:: Material for the task ::

-*-*-

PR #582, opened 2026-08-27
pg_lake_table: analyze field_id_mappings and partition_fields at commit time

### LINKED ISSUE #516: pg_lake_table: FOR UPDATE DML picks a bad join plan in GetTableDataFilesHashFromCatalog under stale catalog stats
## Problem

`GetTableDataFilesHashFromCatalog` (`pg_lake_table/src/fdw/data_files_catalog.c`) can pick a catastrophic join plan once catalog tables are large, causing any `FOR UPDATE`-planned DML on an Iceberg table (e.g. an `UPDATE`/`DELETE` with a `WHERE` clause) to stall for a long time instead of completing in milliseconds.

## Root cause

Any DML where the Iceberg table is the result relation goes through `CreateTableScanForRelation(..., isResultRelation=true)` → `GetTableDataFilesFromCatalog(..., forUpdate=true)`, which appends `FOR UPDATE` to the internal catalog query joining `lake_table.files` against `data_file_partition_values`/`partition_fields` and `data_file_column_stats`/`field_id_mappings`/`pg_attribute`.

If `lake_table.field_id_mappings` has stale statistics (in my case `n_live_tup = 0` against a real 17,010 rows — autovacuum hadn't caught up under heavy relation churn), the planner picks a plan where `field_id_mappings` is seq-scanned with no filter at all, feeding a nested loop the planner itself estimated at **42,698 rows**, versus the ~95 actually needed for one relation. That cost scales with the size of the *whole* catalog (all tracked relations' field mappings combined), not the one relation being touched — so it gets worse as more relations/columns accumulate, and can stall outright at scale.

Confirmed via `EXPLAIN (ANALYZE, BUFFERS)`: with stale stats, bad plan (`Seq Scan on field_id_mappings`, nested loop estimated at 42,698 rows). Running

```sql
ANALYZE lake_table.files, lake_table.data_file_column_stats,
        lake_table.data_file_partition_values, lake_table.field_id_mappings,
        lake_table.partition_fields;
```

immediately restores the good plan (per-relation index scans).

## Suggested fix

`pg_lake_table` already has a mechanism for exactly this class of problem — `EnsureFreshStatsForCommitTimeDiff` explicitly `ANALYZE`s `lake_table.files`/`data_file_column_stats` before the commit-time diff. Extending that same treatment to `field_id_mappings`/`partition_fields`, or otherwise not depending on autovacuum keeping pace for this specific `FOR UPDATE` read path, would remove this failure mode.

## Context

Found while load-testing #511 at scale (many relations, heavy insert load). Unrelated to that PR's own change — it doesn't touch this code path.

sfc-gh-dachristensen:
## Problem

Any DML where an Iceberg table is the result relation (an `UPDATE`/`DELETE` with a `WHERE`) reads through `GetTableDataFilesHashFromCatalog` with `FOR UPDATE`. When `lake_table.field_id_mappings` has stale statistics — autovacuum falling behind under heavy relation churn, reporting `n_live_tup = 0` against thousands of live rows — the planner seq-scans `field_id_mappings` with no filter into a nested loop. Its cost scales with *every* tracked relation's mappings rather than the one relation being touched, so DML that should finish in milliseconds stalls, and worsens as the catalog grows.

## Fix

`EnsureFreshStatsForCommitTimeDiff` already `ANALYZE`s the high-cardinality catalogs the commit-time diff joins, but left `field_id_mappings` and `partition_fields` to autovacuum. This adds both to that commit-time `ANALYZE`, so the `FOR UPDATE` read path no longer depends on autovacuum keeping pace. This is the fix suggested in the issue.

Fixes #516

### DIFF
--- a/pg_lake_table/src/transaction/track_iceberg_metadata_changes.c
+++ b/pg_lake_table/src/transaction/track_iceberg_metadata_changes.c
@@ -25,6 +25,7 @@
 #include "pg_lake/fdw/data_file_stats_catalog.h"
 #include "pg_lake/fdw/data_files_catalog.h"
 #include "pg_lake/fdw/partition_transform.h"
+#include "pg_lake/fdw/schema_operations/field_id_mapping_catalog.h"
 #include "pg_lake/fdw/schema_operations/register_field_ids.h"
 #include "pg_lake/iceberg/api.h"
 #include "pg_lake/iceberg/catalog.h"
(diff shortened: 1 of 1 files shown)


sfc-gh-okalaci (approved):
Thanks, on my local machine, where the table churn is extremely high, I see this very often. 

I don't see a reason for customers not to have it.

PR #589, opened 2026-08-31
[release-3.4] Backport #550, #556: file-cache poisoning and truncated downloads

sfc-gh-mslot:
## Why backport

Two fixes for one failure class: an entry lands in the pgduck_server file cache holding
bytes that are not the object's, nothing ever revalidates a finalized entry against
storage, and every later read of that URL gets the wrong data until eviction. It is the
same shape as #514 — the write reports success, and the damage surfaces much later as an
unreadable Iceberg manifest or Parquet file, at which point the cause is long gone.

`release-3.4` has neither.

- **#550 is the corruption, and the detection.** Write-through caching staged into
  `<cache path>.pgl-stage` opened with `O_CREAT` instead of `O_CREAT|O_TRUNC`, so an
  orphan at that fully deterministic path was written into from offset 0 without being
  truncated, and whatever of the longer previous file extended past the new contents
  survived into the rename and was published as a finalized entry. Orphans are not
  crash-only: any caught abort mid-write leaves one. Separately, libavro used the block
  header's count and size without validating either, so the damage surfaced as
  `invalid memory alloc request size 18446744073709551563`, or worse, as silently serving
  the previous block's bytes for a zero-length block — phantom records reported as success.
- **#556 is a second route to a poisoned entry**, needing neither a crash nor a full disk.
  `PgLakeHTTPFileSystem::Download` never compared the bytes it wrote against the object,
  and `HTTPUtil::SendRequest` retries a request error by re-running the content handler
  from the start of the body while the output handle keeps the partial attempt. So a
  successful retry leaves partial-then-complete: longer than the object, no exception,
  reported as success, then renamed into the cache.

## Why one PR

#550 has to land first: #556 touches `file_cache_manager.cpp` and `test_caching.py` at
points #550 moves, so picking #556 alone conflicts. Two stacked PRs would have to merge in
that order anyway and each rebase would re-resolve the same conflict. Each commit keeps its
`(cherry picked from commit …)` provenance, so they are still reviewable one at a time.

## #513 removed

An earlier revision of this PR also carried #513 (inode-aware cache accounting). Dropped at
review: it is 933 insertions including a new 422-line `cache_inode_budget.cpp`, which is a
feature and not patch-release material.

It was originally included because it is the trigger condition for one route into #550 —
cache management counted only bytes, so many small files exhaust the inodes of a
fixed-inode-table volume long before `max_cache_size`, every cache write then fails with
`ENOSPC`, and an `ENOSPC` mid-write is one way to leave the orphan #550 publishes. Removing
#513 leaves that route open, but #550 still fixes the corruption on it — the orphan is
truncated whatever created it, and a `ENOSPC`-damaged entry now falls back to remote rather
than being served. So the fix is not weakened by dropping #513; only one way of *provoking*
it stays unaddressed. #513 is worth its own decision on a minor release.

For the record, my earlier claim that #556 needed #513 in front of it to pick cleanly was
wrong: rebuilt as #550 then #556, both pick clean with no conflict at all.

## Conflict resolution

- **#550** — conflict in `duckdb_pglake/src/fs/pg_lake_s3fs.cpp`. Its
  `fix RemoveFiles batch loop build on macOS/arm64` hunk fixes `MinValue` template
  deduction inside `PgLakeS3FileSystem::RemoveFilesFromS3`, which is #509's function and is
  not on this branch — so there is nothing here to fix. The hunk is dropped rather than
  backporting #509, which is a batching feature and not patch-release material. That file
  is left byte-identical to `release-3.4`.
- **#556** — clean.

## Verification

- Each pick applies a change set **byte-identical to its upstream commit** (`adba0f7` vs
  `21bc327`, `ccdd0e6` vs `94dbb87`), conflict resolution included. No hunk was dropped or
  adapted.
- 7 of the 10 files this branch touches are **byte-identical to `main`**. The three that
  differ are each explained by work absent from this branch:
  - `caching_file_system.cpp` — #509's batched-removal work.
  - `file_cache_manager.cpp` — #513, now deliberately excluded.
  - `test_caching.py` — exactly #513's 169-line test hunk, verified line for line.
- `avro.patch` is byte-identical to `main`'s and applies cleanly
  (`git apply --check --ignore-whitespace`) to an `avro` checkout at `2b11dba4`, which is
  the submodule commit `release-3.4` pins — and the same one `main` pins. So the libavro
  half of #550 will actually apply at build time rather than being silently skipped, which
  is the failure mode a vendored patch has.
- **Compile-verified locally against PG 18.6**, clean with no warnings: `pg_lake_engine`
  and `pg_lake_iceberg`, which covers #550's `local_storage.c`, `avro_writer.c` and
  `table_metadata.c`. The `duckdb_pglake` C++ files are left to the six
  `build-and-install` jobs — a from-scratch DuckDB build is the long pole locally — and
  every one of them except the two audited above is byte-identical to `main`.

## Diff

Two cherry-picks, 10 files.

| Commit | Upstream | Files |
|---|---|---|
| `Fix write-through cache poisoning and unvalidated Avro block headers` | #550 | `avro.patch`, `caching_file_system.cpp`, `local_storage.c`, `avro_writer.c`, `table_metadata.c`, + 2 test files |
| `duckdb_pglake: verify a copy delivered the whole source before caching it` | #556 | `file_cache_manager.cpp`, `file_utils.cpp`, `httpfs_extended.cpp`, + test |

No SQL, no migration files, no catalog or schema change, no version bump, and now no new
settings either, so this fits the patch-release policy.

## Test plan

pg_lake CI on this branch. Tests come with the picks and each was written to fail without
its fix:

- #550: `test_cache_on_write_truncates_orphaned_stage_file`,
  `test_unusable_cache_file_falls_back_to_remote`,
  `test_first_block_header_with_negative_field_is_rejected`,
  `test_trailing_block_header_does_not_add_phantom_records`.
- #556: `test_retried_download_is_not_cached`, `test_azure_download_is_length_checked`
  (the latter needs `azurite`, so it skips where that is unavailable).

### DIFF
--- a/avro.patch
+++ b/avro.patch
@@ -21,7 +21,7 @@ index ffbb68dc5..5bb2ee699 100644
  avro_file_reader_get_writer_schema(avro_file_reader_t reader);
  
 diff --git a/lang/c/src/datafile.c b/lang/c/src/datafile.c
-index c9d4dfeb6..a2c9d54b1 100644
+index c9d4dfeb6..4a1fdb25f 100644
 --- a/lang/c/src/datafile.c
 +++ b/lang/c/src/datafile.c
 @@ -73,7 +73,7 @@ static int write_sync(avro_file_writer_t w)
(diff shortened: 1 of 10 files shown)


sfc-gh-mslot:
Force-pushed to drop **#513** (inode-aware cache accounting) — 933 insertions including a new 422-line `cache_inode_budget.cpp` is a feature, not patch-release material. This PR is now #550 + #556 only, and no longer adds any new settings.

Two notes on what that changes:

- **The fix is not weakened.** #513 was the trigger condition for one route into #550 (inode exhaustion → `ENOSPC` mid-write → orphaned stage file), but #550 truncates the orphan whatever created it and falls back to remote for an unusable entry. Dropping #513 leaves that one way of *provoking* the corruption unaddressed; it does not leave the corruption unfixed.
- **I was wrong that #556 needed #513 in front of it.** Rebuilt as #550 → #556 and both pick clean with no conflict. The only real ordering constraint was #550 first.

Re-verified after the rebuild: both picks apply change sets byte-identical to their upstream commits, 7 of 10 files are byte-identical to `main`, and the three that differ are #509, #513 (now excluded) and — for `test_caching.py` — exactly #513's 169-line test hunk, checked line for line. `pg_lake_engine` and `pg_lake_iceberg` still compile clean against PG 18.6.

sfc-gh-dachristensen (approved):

-*-*-

Pull out every line in the material above where "apply" occurs.

:: Exercise response ::
  (`git apply --check --ignore-whitespace`) to an `avro` checkout at `2b11dba4`, which is
  half of #550 will actually apply at build time rather than being silently skipped, which
Re-verified after the rebuild: both picks apply change sets byte-identical to their upstream commits, 7 of 10 files are byte-identical to `main`, and the three that differ are #509, #513 (now excluded) and — for `test_caching.py` — exactly #513's 169-line test hunk, checked line for line. `pg_lake_engine` and `pg_lake_iceberg` still compile clean against PG 18.6.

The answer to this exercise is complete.